Task details: If a line in the data below contains the word "profiles", copy it out.

Stored items:

::::::

PR #4424, opened 2020-12-08
[WFCORE-482] Improve the comment on why the privileged action is requ…

jamezp:
…ired. Also reduce the file permissions to the log4j2-jboss-logmanager instead of ALL FILES.

Follows up on #4384

### DIFF
--- a/testsuite/standalone/src/test/java/org/jboss/as/test/integration/logging/profiles/Log4j2LoggingProfilesTestCase.java
+++ b/testsuite/standalone/src/test/java/org/jboss/as/test/integration/logging/profiles/Log4j2LoggingProfilesTestCase.java
@@ -20,6 +20,7 @@
 package org.jboss.as.test.integration.logging.profiles;
 
 import java.io.FilePermission;
+import java.nio.file.Paths;
 import java.security.Permission;
 import java.util.PropertyPermission;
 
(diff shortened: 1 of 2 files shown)


testsuite/standalone/src/test/java/org/jboss/as/test/integration/logging/profiles/Log4j2LoggingProfilesTestCase.java
```diff
@@ -47,12 +48,27 @@ protected void processDeployment(final JavaArchive deployment) {
...
+                new FilePermission(resolveFilePermissions(), "read"),
                 // Required for the EnvironmentPropertySource System.getenv().
                 new RuntimePermission("getenv.*"),
                 // Required for the SystemPropertiesPropertySource System.getProperties().
                 new PropertyPermission("*", "read,write"),
         };
         addPermissions(deployment, permissions);
     }
+
+    private static String resolveFilePermissions() {
```
bstansberry, line 60: Does this testsuite support using -Djboss.dist to run against a different distribution? If so I don't think this will work as that dist would probably be a fat server.

jamezp: Oh right no it won't. I forgot that was an option. I'll see if there is a way to make both work, otherwise we'll need `<<ALL FILES>>`.

bstansberry: @jamezp yeah, sorry; i led you totally in a wrong direction.

My focus on my comment on this line on the other PR was more about what to document in the docs, not so much this test. This test would be a great way to prove that something you document actually works, but I forgot the permissions.xml expression resolution one use of which you'd be documenting does not work unless the server is full WildFly.

jamezp: @bstansberry Actually it doesn't look like the `jboss.dist` is honored for core. I'm gonna search through the pom's, but I see this in the system properties:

::::::

Exercise solution:
--- a/testsuite/standalone/src/test/java/org/jboss/as/test/integration/logging/profiles/Log4j2LoggingProfilesTestCase.java
+++ b/testsuite/standalone/src/test/java/org/jboss/as/test/integration/logging/profiles/Log4j2LoggingProfilesTestCase.java
 package org.jboss.as.test.integration.logging.profiles;
testsuite/standalone/src/test/java/org/jboss/as/test/integration/logging/profiles/Log4j2LoggingProfilesTestCase.java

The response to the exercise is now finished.